▶

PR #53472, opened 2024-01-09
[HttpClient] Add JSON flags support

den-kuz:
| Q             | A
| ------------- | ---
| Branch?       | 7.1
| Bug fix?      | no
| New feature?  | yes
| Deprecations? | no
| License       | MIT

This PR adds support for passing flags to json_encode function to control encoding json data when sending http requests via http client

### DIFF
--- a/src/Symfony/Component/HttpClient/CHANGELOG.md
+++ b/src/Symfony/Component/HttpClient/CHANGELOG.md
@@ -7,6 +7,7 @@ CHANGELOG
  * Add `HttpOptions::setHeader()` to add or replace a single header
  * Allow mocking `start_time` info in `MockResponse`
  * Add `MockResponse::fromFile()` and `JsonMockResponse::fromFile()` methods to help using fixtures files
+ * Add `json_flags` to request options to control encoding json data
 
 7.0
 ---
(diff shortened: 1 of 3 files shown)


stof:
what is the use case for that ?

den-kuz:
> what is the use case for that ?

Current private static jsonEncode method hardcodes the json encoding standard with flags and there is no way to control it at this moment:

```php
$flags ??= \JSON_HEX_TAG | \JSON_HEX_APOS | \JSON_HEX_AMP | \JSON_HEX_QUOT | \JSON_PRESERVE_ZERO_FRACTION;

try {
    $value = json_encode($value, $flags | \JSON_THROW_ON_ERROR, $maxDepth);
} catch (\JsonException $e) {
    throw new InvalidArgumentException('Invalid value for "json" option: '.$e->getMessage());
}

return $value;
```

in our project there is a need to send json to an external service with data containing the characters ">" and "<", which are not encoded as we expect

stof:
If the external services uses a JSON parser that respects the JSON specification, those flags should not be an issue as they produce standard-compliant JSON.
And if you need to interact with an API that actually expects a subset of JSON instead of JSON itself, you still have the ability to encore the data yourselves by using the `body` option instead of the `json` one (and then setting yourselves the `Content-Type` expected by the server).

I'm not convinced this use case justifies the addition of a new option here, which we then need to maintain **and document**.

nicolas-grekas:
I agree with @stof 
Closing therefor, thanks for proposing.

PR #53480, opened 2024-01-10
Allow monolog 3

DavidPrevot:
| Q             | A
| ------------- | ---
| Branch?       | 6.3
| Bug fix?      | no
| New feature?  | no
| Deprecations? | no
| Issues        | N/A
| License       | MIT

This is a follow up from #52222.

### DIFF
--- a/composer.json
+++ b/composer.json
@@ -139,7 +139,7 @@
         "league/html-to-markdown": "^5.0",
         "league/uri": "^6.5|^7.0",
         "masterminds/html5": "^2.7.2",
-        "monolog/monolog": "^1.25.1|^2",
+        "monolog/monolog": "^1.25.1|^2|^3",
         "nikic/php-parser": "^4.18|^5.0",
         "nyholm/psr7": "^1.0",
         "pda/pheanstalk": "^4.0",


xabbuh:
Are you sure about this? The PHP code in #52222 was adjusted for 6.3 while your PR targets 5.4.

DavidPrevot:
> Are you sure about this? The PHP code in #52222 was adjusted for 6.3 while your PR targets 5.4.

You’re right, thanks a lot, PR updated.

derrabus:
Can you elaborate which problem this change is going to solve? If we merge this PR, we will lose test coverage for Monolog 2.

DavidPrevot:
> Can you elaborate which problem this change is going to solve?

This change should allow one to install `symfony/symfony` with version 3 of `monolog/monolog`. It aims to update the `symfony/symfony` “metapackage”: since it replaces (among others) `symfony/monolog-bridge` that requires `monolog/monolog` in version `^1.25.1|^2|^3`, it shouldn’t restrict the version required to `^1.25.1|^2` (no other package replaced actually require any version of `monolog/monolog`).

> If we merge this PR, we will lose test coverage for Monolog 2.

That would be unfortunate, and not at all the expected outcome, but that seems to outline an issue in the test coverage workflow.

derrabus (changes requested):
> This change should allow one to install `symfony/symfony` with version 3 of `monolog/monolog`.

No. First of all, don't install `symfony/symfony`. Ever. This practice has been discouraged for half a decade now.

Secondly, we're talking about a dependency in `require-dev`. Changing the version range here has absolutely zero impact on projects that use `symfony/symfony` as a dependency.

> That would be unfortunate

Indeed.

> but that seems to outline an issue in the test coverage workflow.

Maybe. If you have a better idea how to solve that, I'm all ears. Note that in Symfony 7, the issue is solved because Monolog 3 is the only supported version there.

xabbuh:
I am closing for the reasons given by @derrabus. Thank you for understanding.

◀

Where a line of the data includes the string "files", list that line.

  * Add `MockResponse::fromFile()` and `JsonMockResponse::fromFile()` methods to help using fixtures files
(diff shortened: 1 of 3 files shown)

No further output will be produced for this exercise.